Blaming a slowing metabolism for why you gain weight as you get older is a pretty common excuse.

“There’s nothing I can do about it, my body is slowing down,” says the person who has gained a few pounds.

Not so fast.

There’s a new study led by a Duke professor that shows the belief that our metabolism inevitably declines as you get older is wrong. You’re going to need a new excuse for those extra pounds.  

In fact, the study actually found four stages of metabolism.

A 55-year-old has the same metabolism as a 20-year-old

Researchers discovered metabolism peaks around age 1, when babies burn calories 50 percent faster than adults. It then gradually declines at roughly 3 percent a year until around age 20.

But here’s the surprising part.

From age 20-to-60, metabolism plateaus, with no changes based on pregnancy, or menopause, or even exercise. After age 60, metabolism starts to slowly decline again, by about 1 percent annually. The study is published in the journal Science.

“Metabolic rate is really stable through most of your adult life, ages 20 to 60 years old,” said study author Herman Pontzer, an associate professor of Evolutionary Anthropology and Global Health at Duke University.

“You’ve heard people say when I hit 30 years old, my metabolism fell apart. We don't see any evidence for that, actually,” adds Pontzer.

How the study works

Researchers studied more than 6,400 people, ages 8 days to 95 years, from 29 countries. The group took part in what’s called a “doubly labeled water” test. That means participants drank water which contained isotopes of hydrogen and oxygen. Those isotopes can be traced in urine samples.

Those trace elements allowed scientists to calculate how much hydrogen and oxygen each person used per day, which then allowed the team to calculate how much carbon dioxide the body produces every day.

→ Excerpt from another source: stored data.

PR #533, opened 2022-01-21
gui: add more detailed address error message

w0xlt:
When reviewing https://github.com/bitcoin/bitcoin/pull/24106, I noticed that GUI does not provide a clear reason for invalid addresses. Basically it just changes the `QLineEdit` to red color.

This PR adds a more detailed error message. The motivations are:

. Provide more information about the error and improve the user experience.
. When a more subtle error occurs, as the one detailed in https://github.com/bitcoin/bitcoin/pull/24106, the user can understand what is happening.

To test this PR, enter invalid addresses in the `Pay To` field on the `Send` tab and also in the address manager (icon next to `Pay To`).

| PR  | 
| ------------- |
| addr_invalid_base58| 
| addr_invalid_bech32 |
| send_invalid_base58 |
| send_invalid_bech32 |
| send_invalid_checksum |


prayank23:
Concept ACK

src/qt/forms/editaddressdialog.ui
```diff
@@ -53,6 +53,16 @@
        </property>
       </widget>
      </item>
+     <item row="2" column="1">
+      <widget class="QLabel" name="errorMessage">
+       <property name="styleSheet">
+        <string notr="true">color:red;font-weight:bold;</string>
```
prayank23, line 59: nit:
```suggestion
        <string notr="true">color:red;</string>
```

src/qt/forms/sendcoinsentry.ui
```diff
@@ -149,71 +217,13 @@
...
-      </property>
-      <property name="alignment">
-       <set>Qt::AlignRight|Qt::AlignTrailing|Qt::AlignVCenter</set>
-      </property>
-      <property name="buddy">
-       <cstring>payAmount</cstring>
+    <item row="0" column="1">
+     <widget class="QLabel" name="errorMessage">
+      <property name="styleSheet">
+       <string notr="true">color:red;font-weight:bold;</string>
```
prayank23, line 223: nit:
```suggestion
       <string notr="true">color:red;</string>
```

src/qt/forms/sendcoinsentry.ui
```diff
@@ -33,20 +33,78 @@
...
+       <widget class="BitcoinAmountField" name="payAmount">
+        <property name="toolTip">
+         <string>The amount to send in the selected unit</string>
+        </property>
+       </widget>
+      </item>
+      <item>
+       <widget class="QCheckBox" name="checkboxSubtractFeeFromAmount">
+        <property name="toolTip">
+         <string>The fee will be deducted from the amount being sent. The recipient will receive less bitcoins than you enter in the amount field. If multiple recipients are selected, the fee is split equally.</string>
```
prayank23, line 78:
```suggestion
         <string>The fee will be deducted from the amount being sent. The recipient will receive less bitcoin than you enter in the amount field. If multiple recipients are selected, the fee is split equally.</string>
```

prayank23:
Tested with and without BOLD error message:

1.

image

2.

image

I would prefer 2 but no strong opinion. There is already so much red in that UI once user moves the cursor with wrong address that bold looks weird.

prayank23:
Some errors in CI: https://github.com/bitcoin-core/gui/pull/533/checks?check_run_id=4895179955

w0xlt:
Forced-pushed with following changes:
. Addressed @prayank23 suggestions in https://github.com/bitcoin-core/gui/pull/533#discussion_r789588871, https://github.com/bitcoin-core/gui/pull/533#discussion_r789589090 and https://github.com/bitcoin-core/gui/pull/533#discussion_r789589875 .

. Manually changed `qt/forms/sendcoinsentry.ui`. Qt Creator is messing up the file with unnecessary code and components like `QPalette`. This caused errors in CI:

```
In file included from qt/sendcoinsentry.cpp:10:
./qt/forms/ui_sendcoinsentry.h: In member function ‘void Ui_SendCoinsEntry::setupUi(QStackedWidget*)’:
./qt/forms/ui_sendcoinsentry.h:231:54: error: ‘PlaceholderText’ is not a member of ‘QPalette’
         palette.setBrush(QPalette::Active, QPalette::PlaceholderText, brush7);
```

src/qt/forms/editaddressdialog.ui
w0xlt: Agreed. Done. Thanks.

src/qt/forms/sendcoinsentry.ui
w0xlt: Done. Thanks.

src/qt/forms/sendcoinsentry.ui
w0xlt: Done. Thanks.

kristapsk:
Concept ACK

jarolrod (commented):
I don't think, at the GUI level, we need to present the user with such detail. A translatable message that conveys the entered address is not correct is enough. If presenting the internal error message is useful for developing purposes, perhaps detailed error messages can be enabled through GUI settings added under a developer mode tab.

We can't display a translated error message with this approach and per our [translation policy](https://github.com/bitcoin-core/gui/blob/master/doc/translation_strings_policy.md)

https://github.com/bitcoin-core/gui/blob/e3ce019667fba2ec50a59814a26566fb67fa9125/doc/translation_strings_policy.md#L26-L27

prayank23:
> Do not translate technical or extremely rare errors. 

These are technical errors so policy is still followed.

katesalazar:
I built and ran this, I think it's an interesting experiment,
but it seems there's reserved space for the label even
when it wouldn't be used. Sorry to say
I would love if the space for the label isn't there
until necessary. 🤷‍♀️

src/qt/forms/editaddressdialog.ui
```diff
@@ -53,6 +53,16 @@
        </property>
       </widget>
      </item>
+     <item row="2" column="1">
+      <widget class="QLabel" name="errorMessage">
+       <property name="styleSheet">
+        <string notr="true">color:red;</string>
```
hebasto, line 59: Is hardcoded red color visually compatible with dark theme? Maybe add some relevant screenshots?

src/qt/forms/sendcoinsentry.ui
jonatack: Per `git grep "less bitcoin"` the codebase currently uses "bitcoins" in this context.

src/qt/forms/editaddressdialog.ui
w0xlt: There is a screenshot posted by @jonatack here:
https://github.com/bitcoin-core/gui/pull/534#pullrequestreview-860753411

But this style is already used in `sendcoinsdialog.ui` and `sendcoinsdialog.cpp` for invalid custom change addresses and insufficient funds , so it seems to be a well tested configuration.

achow101:
I agree with others that it looks a bit weird when there is no error. Perhaps move it to the tooltip?

w0xlt:
@achow101 I proposed an alternative version in #560, which keeps the layout consistent.

Rspigler:
I've changed my opinion on this and I agree with @jarolrod, I don't think this is necessary at the GUI level, and could just confuse users further.  All that is necessary is the address is invalid. Concept NACK from me.

I think #560 is a much better approach

hebasto:
Closing due to lack of interest.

From that data, researchers could analyze a person’s average total daily energy expenditure, which includes the calories we burn in everyday living: from walking and watching TV to exercising, eating and even sleeping.

 Everything we do burns some amount of energy.

 “And that's a very precise measurement of how many calories you burn every day, because you can’t burn calories with making carbon dioxide," explained Pontzer.

Because the study utilized a large data set, this is the first-time researchers were able to study the effects of body size, age and gender and look at how the body is able to burn energy throughout the day over the course of a lifespan.

“How our bodies burn energy is a basic function because it represents how busy all of our cells are doing what they do, and until now we didn’t have a good sense of how that changes as we get older,” said Pontzer. “And because we were able to correct for things like body size and composition, we could show that, contrary to common thinking, metabolism didn’t spike during the teen years or pregnancy, or slow during menopause, or even that there were specific differences between men and women.”

The bottom line then: if changing metabolism doesn’t play a role in weight gain at certain points in adult life, it means there are other factors. In fact, it’s most likely there are many factors, including the amount of food intake, the types of food, exercise and activity level, sleep and even where you live.

It’s just that you can’t use the “slowing metabolism” excuse anymore.